[llvm-dev] A couple ideas for possible GSoC projects

Tue Mar 22 16:54:19 PDT 2016

And I thought of another idea immediately after I sent this.. Of course.  :)

Modify Bugpoint to Reduce a *Particular* Crash
Bugpoint is our test case reduction tool.  Today, bugpoint will reduce 
*any* crash it observes.  While this is surprisingly useful as a fuzzing 
tool, it can be frustrating when trying to isolate a particular failure 
out of a large IR file.  Bugpoint can sometimes end up introducing 
invalid IR - due to bugs in bugpoint itself - which lead to 
"uninteresting" crash reductions as well.  A very useful enhancement for 
bugpoint would be to identify a "signature" of the original crash and 
only consider a reduction to succeed if the "signature" is preserved.  
(For example, the signature of an assertion failure might be the file 
and line printed to the console.)

A bonus feature would be to save each intermediate crash which produced 
an alternate signature so that they could be independently reduced at a 
later time.

Fair warning, the bugpoint codebase is much less well maintained then 
the rest of LLVM.  Anyone who takes on this project should expect to 
need to do some incremental cleanup in order to make progress.  There is 
also a lot of room for further enhancements to bugpoint if the initial 
project was finished early.

On 03/22/2016 04:43 PM, Philip Reames wrote:
> If there are any students looking for ideas, here a couple of projects 
> you might consider.
>
> p.s.

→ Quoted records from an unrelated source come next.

PR #11397, opened 2023-05-02
ports/mimxrt: Add CYW43 WiFi/BT support.

iabdalkader:
This is a work in progress, attempt at adding CYW43 WiFi/BT support to `ports/mimxrt`, starting with WiFi first and Bluetooth will follow when this is working.

PR #16848, opened 2025-03-03
drivers/cywbt: Switch to new CYW43 BTHCI UART backend.

iabdalkader:
### Summary

Remove old BTCHI driver and switch to the new CYW43 BTHCI UART backend and update the CYW configuration accordingly. More details here: https://github.com/georgerobotics/cyw43-driver/pull/137#

### Testing

mimxrt: Tested WiFi/BT with MIMXRT1062 + CYW43 module.
stm32: Tested WiFi/BT with Giga H7.

Requires:

- [x] https://github.com/georgerobotics/cyw43-driver/pull/137#

This is also related https://github.com/micropython/micropython/pull/16833 I renamed the files to match the cyw43.

PR #17092, opened 2025-04-08
extmod: Create a common cyw43 config header, apply mDNS fix in it.

projectgus:
### Summary

* First commit creates a new `extmod/cyw43_config_common.h` header with the common macros from ports which use CYW43 Wi-fi driver. There's more refactoring that could be done here (for example a `cyw43_sdio_common.h` header) but I've limited myself to macros that are the same, or that appear effectively the same, on every port.
* Second commit moves the rp2 LWIP mDNS resolver fix added in #17057 into the new header, so it's now also applied on stm32 and mimxrt ports which use the CYW43 driver.

### Testing

* Connected a PYBD_SF2 to my local network, verified I could look up the host via mDNS.
* Ran the `multi_wlan` tests with a RPI_PICO_W board and a PYBD_SF2 as the two nodes. This uncovered two pre-existing issues (not added in this PR):
   - The stm32 port logs `DHCPS:` updates when running as the AP, so the test fails on the additional output (at least easy to manually check for).
   - On both ports, the cyw43 driver doesn't like being a STA first and then switching to become an AP (even though the unit tests de-activate the unused interface). To run the two tests in sequence then I needed to trigger a hard reset in between. Will investigate more when time permits.
* I have not been able to test mimxrt as I have no suitable hardware. If I understand #11397 correctly then no such widely available board exists, the only mimxrt+cyw43 users have added a CYW43 module to custom hardware or an eval board.

* Could keep the per-port config headers but it makes it harder to verify consistent behaviour between the different ports, and to apply non-port-specific changes like the mDNS resolver fix.

### DIFF
--- a/extmod/cyw43_config_common.h
+++ b/extmod/cyw43_config_common.h
@@ -107,4 +107,20 @@ static inline void cyw43_delay_ms(uint32_t ms) {
     }
 }
 
+#if LWIP_MDNS_RESPONDER == 1
+
+// Hook for any additional TCP/IP initialization than needs to be done.
+// Called after the netif specified by `itf` has been set up.
+#ifndef CYW43_CB_TCPIP_INIT_EXTRA
+#define CYW43_CB_TCPIP_INIT_EXTRA(self, itf) mdns_resp_add_netif(&self->netif[itf], mod_network_hostname_data)
+#endif
+
+// Hook for any additional TCP/IP deinitialization than needs to be done.
+// Called before the netif specified by `itf` is removed.
+#ifndef CYW43_CB_TCPIP_DEINIT_EXTRA
+#define CYW43_CB_TCPIP_DEINIT_EXTRA(self, itf) mdns_resp_remove_netif(&self->netif[itf])
+#endif
+
+#endif
+
 #endif // MICROPY_INCLUDED_EXTMOD_CYW43_CONFIG_COMMON_H
--- a/extmod/cyw43_config_common.h
+++ b/extmod/cyw43_config_common.h
@@ -1,0 +1,110 @@
+/*
+ * This file is part of the MicroPython project, http://micropython.org/
+ *
+ * The MIT License (MIT)
+ *
+ * Copyright (c) 2025 Damien P. George, Angus Gratton
+ *
+ * Permission is hereby granted, free of charge, to any person obtaining a copy
+ * of this software and associated documentation files (the "Software"), to deal
+ * in the Software without restriction, including without limitation the rights
+ * to use, copy, modify, merge, publish, distribute, sublicense, and/or sell
+ * copies of the Software, and to permit persons to whom the Software is
+ * furnished to do so, subject to the following conditions:
+ *
+ * The above copyright notice and this permission notice shall be included in
+ * all copies or substantial portions of the Software.
+ *
+ * THE SOFTWARE IS PROVIDED "AS IS", WITHOUT WARRANTY OF ANY KIND, EXPRESS OR
+ * IMPLIED, INCLUDING BUT NOT LIMITED TO THE WARRANTIES OF MERCHANTABILITY,
+ * FITNESS FOR A PARTICULAR PURPOSE AND NONINFRINGEMENT. IN NO EVENT SHALL THE
+ * AUTHORS OR COPYRIGHT HOLDERS BE LIABLE FOR ANY CLAIM, DAMAGES OR OTHER
+ * LIABILITY, WHETHER IN AN ACTION OF CONTRACT, TORT OR OTHERWISE, ARISING FROM,
+ * OUT OF OR IN CONNECTION WITH THE SOFTWARE OR THE USE OR OTHER DEALINGS IN
+ * THE SOFTWARE.
+ */
+#ifndef MICROPY_INCLUDED_EXTMOD_CYW43_CONFIG_COMMON_H
+#define MICROPY_INCLUDED_EXTMOD_CYW43_CONFIG_COMMON_H
+
+// The board-level config will be included here, so it can set some CYW43 values.
+#include "py/mpconfig.h"
+#include "py/mperrno.h"
+#include "py/mphal.h"
+#include "py/runtime.h"
+#include "extmod/modnetwork.h"
+#include "lwip/apps/mdns.h"
+#include "pendsv.h"
+
+// This file is included at the top of port-specific cyw43_configport.h files,
+// and holds the MicroPython-specific but non-port-specific parts.
+//
+// It's included into both MicroPython sources and the lib/cyw43-driver sources.
+
+#define CYW43_IOCTL_TIMEOUT_US          (1000000)
+#define CYW43_NETUTILS                  (1)
+#define CYW43_PRINTF(...)               mp_printf(MP_PYTHON_PRINTER, __VA_ARGS__)
+
+#define CYW43_EPERM                     MP_EPERM // Operation not permitted
+#define CYW43_EIO                       MP_EIO // I/O error
+#define CYW43_EINVAL                    MP_EINVAL // Invalid argument
+#define CYW43_ETIMEDOUT                 MP_ETIMEDOUT // Connection timed out
+
+#define CYW43_THREAD_ENTER              MICROPY_PY_LWIP_ENTER
+#define CYW43_THREAD_EXIT               MICROPY_PY_LWIP_EXIT
+#define CYW43_THREAD_LOCK_CHECK
+
+#define CYW43_HOST_NAME                 mod_network_hostname_data
+
+#define CYW43_ARRAY_SIZE(a)             MP_ARRAY_SIZE(a)
+
+#define CYW43_HAL_PIN_MODE_INPUT        MP_HAL_PIN_MODE_INPUT
+#define CYW43_HAL_PIN_MODE_OUTPUT       MP_HAL_PIN_MODE_OUTPUT
+#define CYW43_HAL_PIN_PULL_NONE         MP_HAL_PIN_PULL_NONE
+#define CYW43_HAL_PIN_PULL_UP           MP_HAL_PIN_PULL_UP
+#define CYW43_HAL_PIN_PULL_DOWN         MP_HAL_PIN_PULL_DOWN
+
+#define CYW43_HAL_MAC_WLAN0             MP_HAL_MAC_WLAN0
+#define CYW43_HAL_MAC_BDADDR            MP_HAL_MAC_BDADDR
+
+#define cyw43_hal_ticks_us              mp_hal_ticks_us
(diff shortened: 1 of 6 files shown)


projectgus:
@dpgeorge BTW I haven't forgotten our discussion about `network_cyw43.h`. I have a proposed refactor that covers this, but it turned out independent from this one.

ports/rp2/cyw43_configport.h
```diff
@@ -26,34 +26,27 @@
...
-#include "py/runtime.h"
-#include "extmod/modnetwork.h"
-#include "lwip/apps/mdns.h"
-#include "pendsv.h"
+#include "extmod/cyw43_config_common.h"
 
 #define CYW43_INCLUDE_LEGACY_F1_OVERFLOW_WORKAROUND_VARIABLES (1)
 #define CYW43_WIFI_NVRAM_INCLUDE_FILE   "wifi_nvram_43439.h"
-#define CYW43_IOCTL_TIMEOUT_US          (1000000)
 #define CYW43_SLEEP_MAX                 (10)
```
projectgus, line 33: I haven't moved this macro into the common header because it's `50` in the mimxrt & stm32 ports, and `10` here in rp2. I'm unsure if this difference is necessary or a historical accident.

extmod/cyw43_config_common.h
```diff
@@ -0,0 +1,104 @@
...
+static inline void cyw43_delay_ms(uint32_t ms) {
+    // PendSV may be disabled via CYW43_THREAD_ENTER, so this delay is a busy loop.
+    uint32_t us = ms * 1000;
+    uint32_t start = mp_hal_ticks_us();
+    while (mp_hal_ticks_us() - start < us) {
+        mp_event_handle_nowait();
+    }
+}
+
+#define CYW43_EVENT_POLL_HOOK mp_event_handle_nowait()
```
iabdalkader, line 102: For `stm32` and `mimxrt` this was `MICROPY_EVENT_POLL_HOOK` which does something different, especially in the `stm32` port (see the old one in stm32 port). The same for the delay functions which called this macro. I know that eventually we'll use the new functions, but I'd suggest you leave this macro and the delay functions in the port config files for now, to avoid changing the behavior, unless it's time to remove this macro.

projectgus: Oh good catch, I mis-remembered the macro compatibility as being different! Will fix.

projectgus: I've swapped this around so stm32 should be using the same hook as before.

mimxrt should be using mostly the same hooks, although it previously had `cyw43_delay_us` and `cyw43_delay_ms` aliased directly to `mp_hal_delay_us` and `mp_hal_delay_ms` and now it uses the inline function definitions instead. This seems like either a no-op or a small improvement, but I'm not able to test it to verify.

iabdalkader:
Note that the old cywbt.c driver will be replaced with a new BTHCI Uart backend that's been recently added to cyw43 driver, which requires some additional config option (no big changes, see https://github.com/micropython/micropython/pull/16848). The new Alif port already uses the new BTHCI backend, and it could be switch to the common config: https://github.com/micropython/micropython/blob/master/ports/alif/cyw43_configport.h

ports/rp2/cyw43_configport.h
iabdalkader: It just controls how often the the cyw43 poll gets scheduled via pendsv (at least in stm32, mimxrt, alif). I'd say on a slower chip maybe 50 is better.

iabdalkader: Oh! Perhaps just have the default at 50 and in RP2 `undef` and redefine it.

projectgus: Right! What I'm unsure is whether it was set to 10 on rp2 to fix some problem (or improve performance), or whether it's simply an accident that it's been set to 10 here. I haven't done any tests to compare 50 vs 10 on rp2.

dpgeorge:
Sorry @projectgus but this now needs rebasing after merging #16848.

Gadgetoid:
Some possible overlap between this and https://github.com/micropython/micropython/pull/16057/commits/d6cfdcaf4e53e4b99e154aa8a629cebc4a525a3d from https://github.com/micropython/micropython/pull/16057 ?

ports/rp2/cyw43_configport.h
projectgus: > Oh! Perhaps just have the default at 50 and in RP2 `undef` and redefine it.

Good idea. I've gone even further and removed it from all the ports except rp2, as [50 is the default in the driver repo](https://github.com/georgerobotics/cyw43-driver/blob/main/src/cyw43_config.h#L126). I suspect it could also be set to 50 in the rp2 port without any impact (maybe even lower sleep consumption), but haven't tested this.

projectgus:
> The new Alif port already uses the new BTHCI backend, and it could be switch to the common config

> Sorry @projectgus but this now needs rebasing after merging #16848.

I've rebased on top the BTHCI changes, and migrated the Alif port to the common cyw43 config. All ports build after updating, but I only have hardware to test stm32 PYBD_SF2 (confirmed Wi-Fi & BLE both work but didn't run complete tests).

I think the BTHCI macros could also be put into the common config but have left it out of this PR for now, same as SDIO.

projectgus:
> Some possible overlap between this and [d6cfdca](https://github.com/micropython/micropython/commit/d6cfdcaf4e53e4b99e154aa8a629cebc4a525a3d) from #16057 ?

I think some overlap, but as those changes are scoped to rp2 I think they're more or less a subset of these.

ports/alif/cyw43_configport.h
```diff
@@ -53,51 +48,16 @@
...
-
-#define CYW43_THREAD_ENTER              MICROPY_PY_LWIP_ENTER
-#define CYW43_THREAD_EXIT               MICROPY_PY_LWIP_EXIT
-#define CYW43_THREAD_LOCK_CHECK
-
-#define CYW43_HOST_NAME                 mod_network_hostname_data
-
 #define CYW43_SDPCM_SEND_COMMON_WAIT    __WFE()
 #define CYW43_DO_IOCTL_WAIT             // __WFE()
 #define CYW43_EVENT_POLL_HOOK           mp_event_handle_nowait()
```
iabdalkader, line 55: This is redefined.

iabdalkader:
I checked all changes for all the ports that I care about (so all except rp2), and they all look good. Also, I tested Alif port, and stm32 and both WiFi/BT are still working. I can't test mimxrt any time soon, maybe @kwagyeman can test it.

kwagyeman:
@iabdalkader - Pulled the latest of master of OpenMV, and then the micropython branched referenced, and applied the two commits and ran on the IMX. Bluetooth and WiFi both work.

ports/alif/cyw43_configport.h
projectgus: Good catch, thanks!

projectgus:
Thanks @iabdalkader and @kwagyeman for testing the other ports. Have removed the duplicate definition and rebased.

extmod/cyw43_config_common.h
```diff
@@ -0,0 +1,143 @@
...
+ * AUTHORS OR COPYRIGHT HOLDERS BE LIABLE FOR ANY CLAIM, DAMAGES OR OTHER
+ * LIABILITY, WHETHER IN AN ACTION OF CONTRACT, TORT OR OTHERWISE, ARISING FROM,
+ * OUT OF OR IN CONNECTION WITH THE SOFTWARE OR THE USE OR OTHER DEALINGS IN
+ * THE SOFTWARE.
+ */
+#ifndef MICROPY_INCLUDED_EXTMOD_CYW43_CONFIG_COMMON_H
+#define MICROPY_INCLUDED_EXTMOD_CYW43_CONFIG_COMMON_H
+
+// The board-level config will be included here, so it can set some CYW43 values.
+#include <stdio.h>
```
dpgeorge, line 30: Is stdio.h needed?  I see it came from the rp2 port but I don't think it's needed there.  Both RPI_PICO_W and RPI_PICO2_W build with this include removed.

extmod/cyw43_config_common.h
```diff
@@ -0,0 +1,143 @@
...
+#include "py/mphal.h"
+#include "py/runtime.h"
+#include "extmod/modnetwork.h"
+#include "lwip/apps/mdns.h"
+#include "pendsv.h"
+
+// This file is included at the top of port-specific cyw43_configport.h files,
+// and holds the MicroPython-specific but non-port-specific parts.
+//
+// It's included into both some MicroPython sources and the lib/cyw43-driver sources.
```
dpgeorge, line 42: Remove "some"?

extmod/cyw43_config_common.h
```diff
@@ -0,0 +1,143 @@
...
+
+// Hook for any additional TCP/IP deinitialization than needs to be done.
+// Called before the netif specified by `itf` is removed.
+#ifndef CYW43_CB_TCPIP_DEINIT_EXTRA
+#define CYW43_CB_TCPIP_DEINIT_EXTRA(self, itf) mdns_resp_remove_netif(&self->netif[itf])
+#endif
+
+#endif
+
+#if LWIP_MDNS_RESPONDER == 1
```
dpgeorge, line 127: This bit is added twice :joy:

dpgeorge (approved):
Apart from the few comments above, the refactoring looks good to me.  I tested it on PYBD-SF6 and don't see any regressions.

extmod/cyw43_config_common.h
```diff
@@ -0,0 +1,143 @@
+/*
```
dpgeorge, line 1: I'm not sure, but maybe this file should be `extmod/cyw43-include/cyw43_config_common.h` or `extmod/cyw43-driver-include/cyw43_config_common.h`?

There are other common include dirs with this naming scheme.

projectgus: The other way we could do this is to move all three of `extmod/network_cyw.*` and this file to a directory like `extmod/cyw43/`. What do you think?

extmod/cyw43_config_common.h
projectgus: Oops, I must have messed up a rebase somewhere

extmod/cyw43_config_common.h
projectgus: Good catch, I don't know how this got here (probably clangd and I didn't notice it).

projectgus: Oh I missed you noticed it was copied from the rp2 port! But yes, have removed.

extmod/cyw43_config_common.h
dpgeorge: Let's leave it where it is for now.  Can move it later if needed (eg in conjunction with factoring this into SDIO/SPI parts).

Anyone know where in the repo the OpenProjects page is?  I'd 
> expected it to be the docs/ folder of the LLVM repo, but it wasn't.
>
> Transactional Memory Optimization
> Intel recently introduced transactional memory support in hardware. 
> This project would consist of implementing optimizations which are 
> only legal inside a transactional region (e.g. removing release fences 
> since all stores must appear atomically as seen by other threads.)  
> This project will involved a good amount of research into what the 
> hardware guarantees and reasoning about what optimizations that 
> allows.  This project is probably best for a student with experience 
> reasoning about concurrency at the hardware level.
>
> Thread Local Optimization
> A compare-and-swap instruction executed against a location which is 
> provably thread local can be converted into a load, test, and store.  
> Many other instructions intended for cross thread interaction have 
> cheaper variants which apply to thread local locations.  The key part 
> of this project will be introducing an analysis (probably based on 
> CaptureTracking) to prove memory locations are thread local.  This 
> project is probably best for a student with experience reasoning about 
> concurrency in software.
>
> Capture Tracking Improvements
> Our current capture tracking analysis (see CaptureTracking.cpp) is 
> relatively weak and expensive.  It could be improved in a number of ways:
> 1) Review cases where potentially captured is currently returned for 
> possible false positives.  There are a couple of known ones which 
> would make good introductory patches.
> 2) The results could be cached to amortize the cost.  This will 
> require careful design to ensure the result is invalidated when 
> appropriate.
> 3) A more precise analysis could be used to identify object sub-graphs 
> which do not escape (despite links between them).
> This would be a good project for a student interested in compiler 
> analysis with strong skills in designing appropriate data structures 
> for the task at hand.
>
> Dereferenceability Analysis
> Currently LLVM has a number of places in code which reason about the 
> dereferenceability of memory.  This project would involve 
> consolidating all of those into a common set of utilities, reviewing 
> each use for possibly improvements in compile time and precision, and 
> possibly introducing a caching layer (analysis pass) to allow the use 
> of more expensive reasoning.
>
> ValueTracking Analysis
> ValueTracking is a key analysis framework used by LLVM, but it is 
> currently structured as a set of recursive queries with limited 
> depth.  There is no caching of queries which can result in substantial 
> losses in compile time.  Introducing a caching layer (probably in the 
> form of an Analysis pass) would be a useful improvement.  However, 
> there are significant complications around invalidation of the cached 
> information (e.g. simplifyDemandedBits) which will require careful 
> thought and design.  This project would probably be best for a student 
> with some existing experience in the LLVM code base.